PR #1261, opened 2015-12-25
rmaps/round_robin: warn if oversubscribing when manually setting the …

ggouaillardet:
…number of hosts

This is a port of the v1.10 serires one-off open-mpi/ompi-release@8c5ce45ab64ab77eddb798ecf0c3a826021eced5

### DIFF
--- a/orte/mca/rmaps/ppr/rmaps_ppr.c
+++ b/orte/mca/rmaps/ppr/rmaps_ppr.c
@@ -3,6 +3,8 @@
  * Copyright (c) 2011      Los Alamos National Security, LLC.
  *                         All rights reserved.
  * Copyright (c) 2014-2015 Intel, Inc. All rights reserved.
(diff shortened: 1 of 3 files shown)


ggouaillardet:

that fixes the issue described in http://www.open-mpi.org/community/lists/devel/2015/12/18455.php

with the current machinefile
```
localhost slots=2
```

```mpirun --machinefile machinefile -np 3 ...``` works without any warning without this commit.
with this commit, it aborts because of oversubscription (same behaviour as v1.10)

rhc54:
This looks correct, but don't we also need the changes to the other mappers as well?

ggouaillardet:
I guess so, will do from Monday

ggouaillardet:
@rhc54 i back ported the other changes

rhc54:
@ggouaillardet Thanks!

__________________________________________________

→ **Work task**:
Lines holding the string "Copyright" in the records: how many are there? Give only the number.

→ **Your response**:
2